Data section: Begin

PR #3619, opened 2025-08-13
Lowered masters demotion and dynamic diamond cohort sizes

SirSaltyy:
I've changed the master's demotion count from a fixed '19' to be 40% of the cohort size. 

Then, when generating a new season, rather than determining the number of diamond cohorts by dividing the number of diamond users by 25, it now creates them dynamically by calculating the size of the master cohort. It will create the correct number of diamond cohorts needed (with 2 promoting from each) to offset the number of masters users being demoted.

### DIFF
--- a/backend/shared/src/generate-leagues.ts
+++ b/backend/shared/src/generate-leagues.ts
@@ -8,6 +8,9 @@ import {
   getSeasonDates,
   league_user_info,
   MAX_COHORT_SIZE,
+  getDivisionNumber,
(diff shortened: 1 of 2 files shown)


IanPhilips:
Looks good! I had to fix things so that leagues before this PR (current season 28) are unchanged. Also raised the demotion percent to 60% which is more inline with the historical number (10-12 remaining in masters) at our current number of masters participants.

PR #3620, opened 2025-08-22
Achievements

SirSaltyy:


backend/api/src/get-user-achievements.ts
```diff
@@ -0,0 +1,604 @@
...
+}) => {
+  const pg = createSupabaseDirectClient()
+
+  // Detect if per-achievement MVs exist; else fall back to monolithic MV; else no MV
+  const perMVReg = await pg.oneOrNone(
+    "select to_regclass('public.mv_ach_volume') as reg"
+  )
+  const hasPerMV = !!perMVReg?.reg
+
+  const mvReg = await pg.oneOrNone(
```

Data section: End

● **Instructions to follow**
Nothing should be left out: copy the material exactly.

● **The completed task**
PR #3619, opened 2025-08-13
Lowered masters demotion and dynamic diamond cohort sizes

SirSaltyy:
I've changed the master's demotion count from a fixed '19' to be 40% of the cohort size. 

Then, when generating a new season, rather than determining the number of diamond cohorts by dividing the number of diamond users by 25, it now creates them dynamically by calculating the size of the master cohort. It will create the correct number of diamond cohorts needed (with 2 promoting from each) to offset the number of masters users being demoted.

### DIFF
--- a/backend/shared/src/generate-leagues.ts
+++ b/backend/shared/src/generate-leagues.ts
@@ -8,6 +8,9 @@ import {
   getSeasonDates,
   league_user_info,
   MAX_COHORT_SIZE,
+  getDivisionNumber,
(diff shortened: 1 of 2 files shown)


IanPhilips:
Looks good! I had to fix things so that leagues before this PR (current season 28) are unchanged. Also raised the demotion percent to 60% which is more inline with the historical number (10-12 remaining in masters) at our current number of masters participants.

PR #3620, opened 2025-08-22
Achievements

SirSaltyy:


backend/api/src/get-user-achievements.ts
```diff
@@ -0,0 +1,604 @@
...
+}) => {
+  const pg = createSupabaseDirectClient()
+
+  // Detect if per-achievement MVs exist; else fall back to monolithic MV; else no MV
+  const perMVReg = await pg.oneOrNone(
+    "select to_regclass('public.mv_ach_volume') as reg"
+  )
+  const hasPerMV = !!perMVReg?.reg
+
+  const mvReg = await pg.oneOrNone(
```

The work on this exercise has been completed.